Clinical Application of Pyrotinib
To evaluate the efficacy of PYR treatment, we retrospectively screened the breast cancer patient who was given PYR treatment, collected clinical data, chest computerized tomography (CT) scans, and paraffin-embedded pathological specimens. This study was approved by the Ethics Committee of the First Affiliated Hospital of Henan University of Science and Technology.
Statistical Analysis
Statistical analysis was performed using IBM SPSS 23.0 software (SPSS, Chicago, IL, USA). All the data were presented as mean value ± SD, and statistically significant differences between different experimental groups and control groups were examined using one-way analysis of variance (ANOVA). P<0.05 was considered a statistically significant difference.
Results
Effects of Pyrotinib and Adriamycin on the Proliferation of Breast Cancer Cells
To assess the cytotoxicity of pyrotinib and adriamycin on SK-BR-3 and AU565 cells, cell viability was detected by MTT assays after treatment with various concentrations of pyrotinib or/and adriamycin for 48 h. As shown in Figure 1, we demonstrated that SK-BR-3 and AU565 cell growth was significantly inhibited at concentrations ranging from 3 to 200μg/ml of pyrotinib and 0.3 to 10μg/ml of adriamycin, and the inhibitory effect was positively correlated with the pyrotinib or adriamycin concentration. The mean IC50 values of pyrotinib for SK-BR-3 and AU565 cells were 3.03μg/ml, 3.82μg/ml. The mean IC50 values of adriamycin for SK-BR-3 and AU565 cells were 0.31μg/ml, 0.62μg/ml. Different concentrations of pyrotinib (0.3 and 3μg/ml) and adriamycin (0.1 and 0.3μg/ml) were used for the remaining experiments. To determine the synergistic antitumor effects, the combination index for SK-BR-3 and AU565 cells were calculated using the method of Chou and Talalay. As shown in Figures 1G, H, Tables 1 and 2. The results showed that co-treatment with pyrotinib and adriamycin was more effective in SK-BR-3 and AU565 cells.

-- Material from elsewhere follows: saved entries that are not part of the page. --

PR #1151, opened 2015-01-14
Format numbers on billing numbers in the UI

justinvdm:
We have a function to format numbers better, we should use it for statements and the credit amount shown in the top-right hand corner.

### DIFF
--- a/go/billing/templatetags/billing_tags.py
+++ b/go/billing/templatetags/billing_tags.py
@@ -3,9 +3,29 @@ from decimal import Decimal
 from django import template
 from django.utils.translation import ungettext
 
+from go.base.utils import format_currency
 from go.billing import settings
 
 register = template.Library()
+
+
+@register.filter
+def format_cents(v):
+    """returns a formatted string representation of a number in dollars from a
+    decimal cents value (cents are the billing system's internal representation
+    for monetary amounts).
+    """
+    v = v / Decimal('100.0')
+    return format_currency(v, places=settings.DOLLAR_DECIMAL_PLACES)
+
+
+@register.filter
+def format_credits(v):
+    """Returns a formatted string representation of a number in dollars from a
+    decimal cents value (cents are the billing system's internal representation
+    for monetary amounts).
+    """
+    return format_currency(v)
 
 
 @register.simple_tag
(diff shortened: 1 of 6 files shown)


justinvdm:
Ready for review.

go/billing/templatetags/billing_tags.py
```diff
@@ -3,32 +3,42 @@
...
 register = template.Library()
 
 
+@register.filter
+def format_cents(v):
+    """returns a formatted string representation of a number in dollars from a
+    decimal cents value (cents are the billing system's internal representation
+    for monetary amounts).
+    """
+    v = v / Decimal('100.0')
```
rudigiesler, line 18: What if `v` is not a `Decimal`?

justinvdm, line 18: At the moment we are assuming any cents value given is a decimal. This fits our purposes at the moment. The behaviour we are handling at the moment for `format_credits` is actually wrong, we should also always expect decimals, changing it do that.

go/billing/templatetags/billing_tags.py
```diff
@@ -3,32 +3,42 @@
...
 
+from go.base.utils import format_currency
 from go.billing import settings
 
 register = template.Library()
 
 
+@register.filter
+def format_cents(v):
+    """returns a formatted string representation of a number in dollars from a
```
hodgestar: Capital R?

go/billing/templatetags/billing_tags.py
```diff
@@ -3,32 +3,42 @@
...
+    decimal cents value (cents are the billing system's internal representation
+    for monetary amounts).
+    """
+    v = v / Decimal('100.0')
+    return format_currency(v, places=settings.DOLLAR_DECIMAL_PLACES)
+
+
+@register.filter
+def format_credits(v):
+    """Returns a formatted string representation of a number in dollars from a
```
hodgestar: Docstring seems the same as the one for the previous function?

hodgestar:
Left a couple of minor comments. Looks good otherwise. :)

go/billing/templatetags/billing_tags.py
justinvdm, line 18: Hmm, it looks like the `LineItem` model's `credits` field is an integer field, weird :/ will have to fix that before this can land.

justinvdm:
Review comments addressed, though the travis build will fail until we have changed `LineItem.credits` to a decimal field. Will make a ticket once we decide if we should do that.

hodgestar:
`LineItem.credits` appears to be the only billing model where we use an `IntegerField` rather than a `DecimalField`, so +1 on changing it to a decimal field.

justinvdm:
Now depends on #1152, otherwise ready for review.

hodgestar:
:+1: after #1152 lands and Travis is happy.

PR #1152, opened 2015-01-14
Change LineItem credits field from an integer to a decimal field

justinvdm:
Currently, all of our other credits field in the billing world are decimal field, so we need to make `LineItem.credits` a decimal field too.


justinvdm:
Ready for review.

hodgestar:
:+1:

Figure 1 Effects of PYR and ADM on the viability of breast cancer cells. Proliferation activity of SK-BR-3 or AU565 cells was determined by the MTT assay after incubation for 48h with different concentrations of PYR or ADM. (A, B) SK-BR-3 or AU565 cells were treated with PYR or ADM alone or in combination or in sequences (PYR first for 6 h followed by ADM or PYR first for 6 h followed by ADM). (C, D) The histogram represents the statistical analysis for SK-BR-3 or AU565 cells were treated with PYR or ADM alone. (E, F) Proliferation activity of SK-BR-3 or AU565 cells was determined after incubation for 48h with different concentrations of PYR combination with 0.3, 0.15, 0.075, 0.0375, 0.01875μg/ml of ADM. (G, H) The combination index (CI) v.s. fraction affected (Fa) affected plot was calculated by Compusyn and depicted the combination effects. Synergistic growth inhibitory effects of PYR combined with ADM on SK-BR-3 or AU565 cells. Synergy is defined as CI values < 1.0, antagonism as CI values > 1.0, and additivity as CI values=1.0. *p<0.05 and **p<0.01 compared with the PBS group.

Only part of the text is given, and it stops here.